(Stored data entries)

PR #4684, opened 2025-02-26
fix(core): confirm only visible Solana staking instructions

romanz:
Some existing fixtures needed to be updated since their instructions match the new confirmation logic.


matejcik (approved):
utACK.
should we merge this now @Hannsek or wait for resolution of the "partial unstake" scenarios?

bosomt:
**QA OK**

tested on 2.8.9 fad9682 firmwares

PR #4685, opened 2025-02-26
fix(core): confirm only visible Solana staking instructions

romanz:
(cherry picked from commit ee1cc4ae81eb8c89c3a5ea3d05ada9a9b3ff1dc8)


bosomt:
**QA OK**

tested on 2.8.9 fad9682 firmwares

PR #5105, opened 2025-05-27
prodtest backlight control fix

TychoVrahe:
This PR fixes and issue with setting backlight in prodtest. while backlight could be set, it also causes screen to go blank and was reset after any other command (showing something on display), so not very useful.

Now prodtest homescreen will be shown after the backlight command, and other commands will not override the setting.


kopecdav (approved):
Works well, thanks!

== WHAT THIS TASK INVOLVES ==
Going down from the first line of the entries above, restate each line word for word until the line holding "PR #4685, opened 2025-02-26" is done.

== YOUR RESPONSE ==
PR #4684, opened 2025-02-26
fix(core): confirm only visible Solana staking instructions

romanz:
Some existing fixtures needed to be updated since their instructions match the new confirmation logic.


matejcik (approved):
utACK.
should we merge this now @Hannsek or wait for resolution of the "partial unstake" scenarios?

bosomt:
**QA OK**

tested on 2.8.9 fad9682 firmwares

PR #4685, opened 2025-02-26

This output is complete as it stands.